Evaluating Alternatives to Bankruptcy – Debt Settlement and Credit Counseling

That dreaded “B” word – bankruptcy. If it’s your worst financial nightmare, you’re not alone. Few things have as negative of an impact on your credit score than a declaration of bankruptcy, making options like debt settlement, debt consolidation, and credit counseling attractive alternatives for people in financial straits. But these options each pose certain risks, all of which must be weighed before taking an action that could remain on your credit record for the next decade.

Consumer Credit Counseling
What is consumer credit counseling, and how do these types of services differ from declaring bankruptcy? There are many different forms of credit counseling and each of them works a little differently.

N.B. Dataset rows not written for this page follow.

PR #642, opened 2022-05-05
(2353) Confirmation pages when editing a dataset

richpjames:
# Changes in this PR
This PR adds a confirmation page letting the user know that if they decided to continue and edit the data there won't be any decision data available until the new draft is published.

I am unsure of a couple of things here: 

- is adding a new controller method for the page the right approach? if so I think the name could do with some work as it doesn't fit in with our very concise controller method names - however I couldn't think of a more appropriate name
- I have opted to pass the 'action' ('unpublish'/'unsubmit') into the translation through the controller and template. I have done this so I can test it in the unit tests as opposed to having to test higher up in e2e tests or add a new test suite. I am very open to feedback as to whether this could be improved. The name 'action' is quite vague but again I was at a loss as to a better name
- I couldn't find a better way to force a linebreak in the copy other than adding two seperate properties for the translation file and manually adding a `<br/>` to the template - is there a better approach?

### Before
The user is taken straight through to edit the data
image

### After
image


bryangaledxw (changes requested):
Looks good. On the points in the PR description

- Maybe follow the `SubmissionController` and `PublicationController` conventions. Follow those, I think the method name would be `new`. Might be worth following the same conventions as those for the locations of the njk files `EditController` uses

- I suggest just pass in the boolean to the template, and use that to choose either `decisions.admin.edit.confirmation.body.unpublish` or `decisions.admin.edit.confirmation.body.unsubmit`, and accept the publication in the i18n file. As it is, we're relying on "unpublish" or "unsubmit" not needing translation

views/admin/decisions/edit/new.njk
```diff
@@ -0,0 +1,31 @@
+{% extends "admin/base.njk" %}
+
+{% from "govuk/components/button/macro.njk" import govukButton %}
+
+{% set action = 'unpublished' if datasetPublished else
```
bryangaledxw, line 5: I'd still prefer to see this come from the localisation file - either have `bodyUnpublish` and `bodyUnsubmit`, or lookup the single word from localisation and insert it as you're doing now.

src/decisions/admin/interfaces/edit/new-template.interface.ts
```diff
@@ -0,0 +1,5 @@
+import { EditTemplate } from '../edit-template.interface';
+
+export interface NewTemplate extends Omit<EditTemplate, 'routes'> {
```
bryangaledxw, line 3: I feel like `NewTemplate` and `EditTemplate` aren't fundamentally related - I could see `EditTemplate` changing without wanting `NewTemplate` to.

I feel like either accept the duplication, or rename `PublicationTemplate` to `DatasetDetailsTemplate`, and extend _that_ instead.

Then we end up with three places using `DatasetDetailsTemplate`, with the three places being meaningfully related because they're all sending values into `dataset-details.njk`

bryangaledxw (commented):
Looks better, just a couple of things I want to push back on

src/decisions/admin/interfaces/edit/new-template.interface.ts
bryangaledxw: Also with this being in it's own folder, I'd suggest put `edit-template` with it in the same folder

bryangaledxw (approved):
Good stuff! Would just add the missing newline at the end of `new.njk` before pushing

This is definitely a subjective thing, and I wouldn't worry about it for this PR, but my instinct is to group things so the `foo.njk` file goes in the same commit as the `foo-template.interface.ts` file. My thinking is that these are closely tied, but need some manual verification - they need to match, but if they don't match, that won't get caught by the compiler, so it's good to be able to view them in the same commit

richpjames:
> Good stuff! Would just add the missing newline at the end of `new.njk` before pushing
> 
> This is definitely a subjective thing, and I wouldn't worry about it for this PR, but my instinct is to group things so the `foo.njk` file goes in the same commit as the `foo-template.interface.ts` file. My thinking is that these are closely tied, but need some manual verification - they need to match, but if they don't match, that won't get caught by the compiler, so it's good to be able to view them in the same commit

Thanks for taking another look and your patience with this PR 🙏
Yeah I think you are right - it makes sense to group the interface and the file that uses the interface in one commit - it wasn't a big change so I opted to do it. Thanks for the feedback on that - it's much appreciated... 
Now to fix the merge conflicts  !

PR #643, opened 2022-05-05
(2378) Track search query params and outbound link clicks in Plausible

Gweaton:
# Changes in this PR

Tracks search query params and outbound link clicks in Plausible, so we can get metrics on how effective our search is.

We've had to rollback our change to use the Plausible npm library here to get this working - it may be possible to use the library for this, but time was of the essence.

This isn't the prettiest - industries are logged with their uuid, so we'll need to look these up, but it at least gives us visibility over what users are searching for.

#### Query params showing in Plausible

image

#### Outbound links being tracked

image


richpjames (approved):
Looks good!

PR #646, opened 2022-05-05
(2320) Be able to view decision data for each year as member of the public

bryangaledxw:
# Changes in this PR

- Public view of decision data, linked to from public profession pages

### Before
localhost_3000_professions_registered-trademark-attorney

### After
localhost_3000_professions_registered-trademark-attorney (1)

localhost_3000_decisions_registered-trademark-attorney_2020

### DIFF
--- a/views/professions/_profession-details.njk
+++ b/views/professions/_profession-details.njk
@@ -286,5 +286,12 @@
     ]
   }) }}
 {% endfor %}
+{% endif %}
 
+{% if decisionYears %}
+
+  <hr class="govuk-section-break govuk-section-break--l govuk-section-break--visible">
+  <h2 class="govuk-heading-l">{{ "professions.show.decisions.heading" | t}}</h2>
+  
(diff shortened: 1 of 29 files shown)


views/professions/_profession-details.njk
```diff
@@ -286,5 +286,12 @@
     ]
   }) }}
 {% endfor %}
+{% endif %}
+
+{% if decisionYears %}
```
Gweaton, line 291: I was wondering if we want to hide this until we've deployed the admin-facing link to the dashboard for adding new decision data, but it's probably safe, as there shouldn't be any data, right?

Gweaton (approved):
Looks good to me! Just a couple of small questions/suggestions but nothing blocking

views/professions/_profession-details.njk
bryangaledxw: Yeah, that was my thinking. Conversation for Monday - once this is in, are we ready to add the link to the dashboard?

PR #8740, opened 2024-02-03
fix(cli): OsString::as_encoded_bytes is only available on Rust 1.74

lucasfernog:


amrbashir (approved):

FabianLars:
wait, do we have a msrv for the cli too? I always kinda thought we'd just go with latest. I guess it makes sense though since it's even more likely to be added to package managers etc with msrv restrictions.

lucasfernog:
it's always latest, I was just pissed at myself for having an outdated Rust on my Windows VM :joy: let's ignore this

PR #8743, opened 2024-02-03
fix(core): Rename FrontendDist::Dist to Dir

FabianLars:
Dist::Dist kinda triggers me and i'd like to rename it to Folder, Dir, or Directory. I started with Dir because Folder sounds weird to me and Directory is so long, but ultimately i'm fine with all 3 so please voice your preference :)

p.s. if you want to stick with Dist::Dist just close this.


FabianLars:
Actually wait, now that i see the pr preview i don't like Dir so much anymore D:

lucasfernog:
Dist::Dist is weird indeed, i didn't notice that

I don't like the word Folder but i use it anyway
I guess I'd go with Directory since Dist::Dir is also too close :joy:

lucasfernog (approved):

- Debt Settlement allows you to negotiate the repayment of a portion of the money owed, after which the debt will be considered paid in full. Debt settlement firms can negotiate with credit card companies and other lenders to pay back less than the full amount of your debt, or to pay it back more slowly.
- Debt Consolidation is the process of combining all of your debts into one loan, arranged through a bank or a consumer credit counseling service. Debt consolidation makes it possible to lump all of your balances together at a lower interest rate, saving you money and allowing you to repay the debts more efficiently.
- Debt Management is a service offered by credit counselors in which a system is set up to help you pay back your loans and debts in the long run. This system does not actually change your debt; it simply combines your loans into one monthly payment to the debt management company, who then makes the individual payments to each creditor. This type of credit counseling offers the least benefit to consumers and is most conducive to scams.

Credit Counseling and Your Credit Score
While each of these credit counseling services does affect a consumer’s credit rating, it’s definitely a lesser evil than the black mark of having declared bankruptcy. Bankruptcy stays on your credit history for 7 to 10 years (depending on the type of bankruptcy filed) and may deter credit card companies, banks, and other lenders from doing business with you in the future.

Debt settlement can leave a negative mark on your credit history if credit card companies note that your account was settled for less than the full amount. Debt management can wreak havoc on your credit if the debt management company does not make payments in a timely manner (a common occurrence with these firms). This type of bad credit is usually easier to erase with smart financial behavior than declaring bankruptcy. Debt consolidation, on the other hand, does not affect your credit rating at all.

Is Credit Counseling a Viable Alternative to Bankruptcy?
The most important question, of course, is whether consumer credit counseling services can effectively prevent further financial problems and eliminate the need to file bankruptcy. The truth is that although legitimate credit counseling can help people, many who turn to debt management or debt counseling firms find that their situation is actually worsened rather than improved.

According to ConsumerAffairs.com, there is no federal regulation of debt counseling services, and only 17 states have specific regulations on consumer credit counseling – all of which makes this industry rife with scams and misguided, poorly trained financial advisors.

Debt settlement can be a big help to consumers who are buried in debt, but whenever possible it’s best for consumers to do the research and negotiate debt settlement with their own creditors. In addition to saving the sometimes hefty fees charged by credit counselors, this will also ensure that their money is going to the right place and that the debt really is being repaid. It’s probably best to avoid debt management firm’s altogether, as experts agree that these tend to be the most costly and least effective services. Debt consolidation can be a viable option, but make sure the payments are manageable and realistic before agreeing to a plan.

Debt counseling has clear benefits, but it remains a mostly unregulated industry, loaded with pitfalls that can trip up the people who are most desperate for help in regaining control of their finances.